Work to complete: One range is to be output from the listing below, exactly as written: the line with "et al. (2019)" to the line with "size of chains", both kept.

Data shown:
PR #181, opened 2023-09-23
Adding Effective Sample Size for MCMC Diagnostics

gordonkoehn:
Reading the paper of the very R-hat diagnostic we employ here - a improved version of the original R-hat from Gelman and Rubin - I realized that it would be good to have the effective sample size (ESS) for the argument and conclusion I would like to draw from this project. 

This is the a paper: 
https://arxiv.org/abs/1903.08008

They suggest at least 4 chains (which we have) and a value of 400 of the ESS for reliable variance and autocorrelations needed for R-hat.

Note the code is rather lazy, and results in double computations in the current workflow. 

Just wanted to give it a quick try to add this.

### DIFF
--- a/src/pyggdrasil/analyze/_ess.py
+++ b/src/pyggdrasil/analyze/_ess.py
@@ -50,10 +50,10 @@ def ess(chains: np.ndarray) -> np.ndarray:
     # make sure that the arrays are in the correct format
     truncated_chains = [az.convert_to_dataset(arr) for arr in truncated_chains]
 
-    # Calculate R-hat for all possible truncation lengths
-    ess_v = [az.rhat(az.convert_to_dataset(arr)) for arr in truncated_chains]
+    # Calculate ESS for all possible truncation lengths
+    ess_v = [az.ess(az.convert_to_dataset(arr)) for arr in truncated_chains]
 
-    # Return R-hat for all possible truncation lengths
+    # Return ESS for all possible truncation lengths
     combined_dataset = xr.concat(ess_v, dim="")  # type: ignore
 
     # Convert the combined dataset to a NumPy array
--- a/src/pyggdrasil/analyze/_ess.py
+++ b/src/pyggdrasil/analyze/_ess.py
@@ -4,20 +4,8 @@ import arviz as az
 import xarray as xr
 import numpy as np
 
-
-def truncate_arrays(arrays: np.ndarray, length: int) -> np.ndarray:
-    """Truncate arrays to given length.
-
-    Args:
-        arrays: array of arrays to truncate
-        length: length to truncate arrays to
-
-    Returns:
-        truncated arrays
-    """
-    truncated_arrays = [arr[:length] for arr in arrays]
-
-    return np.array(truncated_arrays)
+# load utils
+from pyggdrasil.analyze._utils import truncate_arrays
 
 
 def ess(chains: np.ndarray) -> tuple[np.ndarray, np.ndarray]:
@@ -42,6 +30,7 @@ def ess(chains: np.ndarray) -> tuple[np.ndarray, np.ndarray]:
     max_length = min(len(array) for array in chains)
     truncation_lengths = range(min_length, max_length + 1)
 
+    # TODO(Gordon): potential memory bottelneck, calculate on the fly
     # Truncate arrays to all possible lengths
     truncated_chains = [
         truncate_arrays(chains, length) for length in truncation_lengths
--- a/src/pyggdrasil/analyze/_ess.py
+++ b/src/pyggdrasil/analyze/_ess.py
@@ -1,0 +1,62 @@
+"""Implements Effective-Sample-Size convergence diagnostics - ESS."""
+
+import arviz as az
+import xarray as xr
+import numpy as np
+
+
+def truncate_arrays(arrays: np.ndarray, length: int) -> np.ndarray:
+    """Truncate arrays to given length.
+
+    Args:
+        arrays: array of arrays to truncate
+        length: length to truncate arrays to
+
+    Returns:
+        truncated arrays
+    """
+    truncated_arrays = [arr[:length] for arr in arrays]
+
+    return np.array(truncated_arrays)
+
+
+def ess(chains: np.ndarray) -> np.ndarray:
+    """Calculates the effective sample size of a set of chains.
+
+
+    used the “bulk” method recommended by Vehtari et al. (2019)
+    rank normalized draws are used to calculate the effective sample size
+
+    Args:
+    chains: array of arrays to calculate ESS for
+            (minimum of 2 chains, minimum of 4 draws)
+
+    Returns:
+       ess: effective sample size of chains
+    """
+
+    # minimal length of chains
+    min_length = 4
+
+    # Generate all possible truncation lengths
+    max_length = min(len(array) for array in chains)
+    truncation_lengths = range(min_length, max_length + 1)
+
+    # Truncate arrays to all possible lengths
+    truncated_chains = [
+        truncate_arrays(chains, length) for length in truncation_lengths
+    ]
+
+    # make sure that the arrays are in the correct format
+    truncated_chains = [az.convert_to_dataset(arr) for arr in truncated_chains]
+
+    # Calculate R-hat for all possible truncation lengths
+    ess_v = [az.rhat(az.convert_to_dataset(arr)) for arr in truncated_chains]
+
+    # Return R-hat for all possible truncation lengths
+    combined_dataset = xr.concat(ess_v, dim="")  # type: ignore
+
+    # Convert the combined dataset to a NumPy array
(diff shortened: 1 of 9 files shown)


gordonkoehn:
@pawel-czyz 

I have now added the Effective Sample Size (ESS) to our MARK02 experiment. I am calculating `tail` and the classical `bulk` ESS to our investigations on the initialization. Both R-hat and ESS are calculated, contra to common practice, without discarding burn-in. I believe there are some nice trends, supporting the R-hat observations.

See for a small tree that loosely converges
ESS
ess
R-hat
rhat

and for larger trees that don't
ess
rhat

And overall trends as
Bulk ESS
ess_bulks
Tail ESS
ess_tails

I believe these results are interesting definitely for the report. 

Perhaps as a backup in the presentation.

Let's discuss next week if this is sensible practice for our experiments. 

PS: Reading https://arxiv.org/abs/1903.08008 really motivated me to include this.

src/pyggdrasil/visualize/_mcmc.py
```diff
@@ -239,3 +239,59 @@ def save_rhat_iteration_AD_DL(
...
+    ax.plot([], [], color="black", label="tail", linestyle="--")  # type: ignore
+    # add darkgreen marker to ledgend as AD
+    ax.plot([], [], color="darkgreen", label="AD", marker="o", linestyle="")  # type: ignore
+    # add darkorange marker to ledgend as DL
+    ax.plot([], [], color="darkorange", label="DL", marker="o", linestyle="")  # type: ignore
+
+    # specifying horizontal line type
+    # see limits https://arxiv.org/pdf/1903.08008.pdf
+    # 400 at least
+    plt.axhline(y=400, color="r", linestyle="-", linewidth=0.5)  # type: ignore
```
pawel-czyz, line 289: In the future I'd suggest using [ax.axhline](https://matplotlib.org/stable/api/_as_gen/matplotlib.axes.Axes.axhline.html), rather than `plt.axhline`, but it's not really a big deal in this place.

workflows/analyze.smk
```diff
@@ -155,3 +155,54 @@ rule calculate_rhats_4chains:
...
+rule calculate_ess_4chains:
+    """Calculate ESS for 4 chains, each with a different init tree and seed but same data and config."""
+    input:
+        mcmc_metric_samples1="{DATADIR}/{experiment}/analysis/MCMC_{mcmc_seed1,\d+}-{mutation_data_id}-i{init_tree_id1}-{mcmc_config_id}/{base_tree_id}/{metric}.json",
+        mcmc_metric_samples2="{DATADIR}/{experiment}/analysis/MCMC_{mcmc_seed2,\d+}-{mutation_data_id}-i{init_tree_id2}-{mcmc_config_id}/{base_tree_id}/{metric}.json",
+        mcmc_metric_samples3="{DATADIR}/{experiment}/analysis/MCMC_{mcmc_seed3,\d+}-{mutation_data_id}-i{init_tree_id3}-{mcmc_config_id}/{base_tree_id}/{metric}.json",
+        mcmc_metric_samples4="{DATADIR}/{experiment}/analysis/MCMC_{mcmc_seed4,\d+}-{mutation_data_id}-i{init_tree_id4}-{mcmc_config_id}/{base_tree_id}/{metric}.json",
+    wildcard_constraints:
+        mutation_data_id = "CS.*",
+        mcmc_config_id= "MC_(?:(?!/).)+",
```
pawel-czyz, line 169: I'd find a comment explaining what this regex is supposed to catch very useful :slightly_smiling_face:

workflows/analyze.smk
```diff
@@ -155,3 +155,54 @@ rule calculate_rhats_4chains:
...
+    resources:
+        mem_mb=8000
+    output:
+        ess_bulk="{DATADIR}/{experiment}/analysis/rhat/{base_tree_id}/{metric}/rhat4-MCMCseeds_s{mcmc_seed1}_s{mcmc_seed2}_s{mcmc_seed3}_s{mcmc_seed4}-{mutation_data_id}-iTrees_i{init_tree_id1}_i{init_tree_id2}_i{init_tree_id3}_i{init_tree_id4}-{mcmc_config_id}/ess_bulk.json",
+        ess_tail="{DATADIR}/{experiment}/analysis/rhat/{base_tree_id}/{metric}/rhat4-MCMCseeds_s{mcmc_seed1}_s{mcmc_seed2}_s{mcmc_seed3}_s{mcmc_seed4}-{mutation_data_id}-iTrees_i{init_tree_id1}_i{init_tree_id2}_i{init_tree_id3}_i{init_tree_id4}-{mcmc_config_id}/ess_tail.json",
+    run:
+        # rerun rule
+        nonsensechange = 1
```
pawel-czyz, line 177: This is not needed anymore, is it?

workflows/mark02.smk
```diff
@@ -188,6 +188,11 @@ def make_all_mark02():
                             init_trees_ids[1]) + "_i" + str(init_trees_ids[2]) + "_i" + str(init_trees_ids[3]) + "/rhat.svg"
                     )
 
+                    # also effective sample size
+                    filepaths.append(
```
pawel-czyz, line 192: In the future projects I'd suggest to create an auxiliary function which takes these arguments and returns a formatted string (or `pathlib.Path`).

workflows/visualize.smk
```diff
@@ -179,4 +179,40 @@ rule plot_rhat_AD_DL:
...
+         ess_tail_AD="{DATADIR}/{experiment}/analysis/rhat/{base_tree_id}/AD/rhat4-MCMCseeds_s{mcmc_seed1}_s{mcmc_seed2}_s{mcmc_seed3}_s{mcmc_seed4}-{mutation_data_id}-iTrees_i{init_tree_id1}_i{init_tree_id2}_i{init_tree_id3}_i{init_tree_id4}-{mcmc_config_id}/ess_tail.json",
+         ess_tail_DL="{DATADIR}/{experiment}/analysis/rhat/{base_tree_id}/DL/rhat4-MCMCseeds_s{mcmc_seed1}_s{mcmc_seed2}_s{mcmc_seed3}_s{mcmc_seed4}-{mutation_data_id}-iTrees_i{init_tree_id1}_i{init_tree_id2}_i{init_tree_id3}_i{init_tree_id4}-{mcmc_config_id}/ess_tail.json",
+    output:
+         plot="{DATADIR}/{experiment}/plots/{mcmc_config_id}/{mutation_data_id}/{base_tree_id}/AD_DL/rhat4-MCMCseeds_s{mcmc_seed1}_s{mcmc_seed2}_s{mcmc_seed3}_s{mcmc_seed4}-iTrees_i{init_tree_id1}_i{init_tree_id2}_i{init_tree_id3}_i{init_tree_id4}/ess.svg",
+    run:
+         # non-sense change
+         change = 2 # nonsense change so that this rule is rerun 24/09/23
```
pawel-czyz, line 196: I think this change is not needed here anymore. Although I'm guilty of doing such changes myself to force rerunning a rule, I've heard that [Snakemake has a principled approach](https://stackoverflow.com/questions/45989802/can-snakemake-be-forced-to-rerun-rules-when-files-are-missing).

pawel-czyz (approved):
Hi Gordon, excellent work! 

The plots are great. I had very minor comments regarding the code, but I am not so sure about calculating ESS and R-hat without warm-up samples removed. The problem is that this initial phase biases the statistic and although this bias should vanish eventually, this may require very long runs.

workflows/mark02.smk
gordonkoehn: Good idea. Thanks.

workflows/visualize.smk
gordonkoehn: Yes, thank you will try that sometime. I read about it but was worried it would trigger a full, expensive rerun.

gordonkoehn:
Now, adding in burn-in.

src/pyggdrasil/analyze/_ess.py
```diff
@@ -0,0 +1,71 @@
...
+    Args:
+        arrays: array of arrays to truncate
+        length: length to truncate arrays to
+
+    Returns:
+        truncated arrays
+    """
+    truncated_arrays = [arr[:length] for arr in arrays]
+
+    return np.array(truncated_arrays)
```
gordonkoehn, line 20: move to utils

src/pyggdrasil/analyze/_ess.py
```diff
@@ -0,0 +1,71 @@
...
+    min_length = 4
+
+    # Generate all possible truncation lengths
+    max_length = min(len(array) for array in chains)
+    truncation_lengths = range(min_length, max_length + 1)
+
+    # Truncate arrays to all possible lengths
+    truncated_chains = [
+        truncate_arrays(chains, length) for length in truncation_lengths
+    ]
```
gordonkoehn, line 48: add comment to do this more efficient

PR #195, opened 2023-10-18
First Release

gordonkoehn:
Polishing dependencies and giving PYggdrasil a version bump.

Once merged, I'll give it a release tag on GitHub,


requirements.txt
gordonkoehn, line 1: I had to manually run `poetry export`. The pre-commit hook does not seem to be triggered ever. `requirements.txt` was as old as the repo.

No idea why. Could not find something online. Any ideas why this may be the case?

README.md
```diff
@@ -1,4 +1,4 @@
-[![Project Status: WIP – Initial development is in progress, but there has not yet been a stable, usable release suitable for the public.](https://www.repostatus.org/badges/latest/wip.svg)](https://www.repostatus.org/#wip)
```
gordonkoehn, line 1: I added `Concept` now. Even though it may not perfectly along with the definitions on repostatus.org. Frankly, `Inactive`may be more true. Let's leave it at `Concept` ? 

- Concept – Minimal or no implementation has been done yet, or the repository is only intended to be a limited example, demo, or proof-of-concept.
- WIP – Initial development is in progress, but there has not yet been a stable, usable release suitable for the public.
- Inactive – The project has reached a stable, usable state but is no longer being actively developed; support/maintenance will be provided as time allows.

requirements.txt
pawel-czyz: Good point! I think `poetry export` is actually needed, as poetry uses `pyproject.toml` (and `poetry.lock`)

pawel-czyz (approved):
LGTM!

requirements.txt
gordonkoehn: What do you mean ? I thought poetry used `pyprojec.toml` primarily and the `requirements.txt` is just another formate if one would like to install all with `conda` or `pip` instead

Exercise solution:
+    used the “bulk” method recommended by Vehtari et al. (2019)
+    rank normalized draws are used to calculate the effective sample size
+
+    Args:
+    chains: array of arrays to calculate ESS for
+            (minimum of 2 chains, minimum of 4 draws)
+
+    Returns:
+       ess: effective sample size of chains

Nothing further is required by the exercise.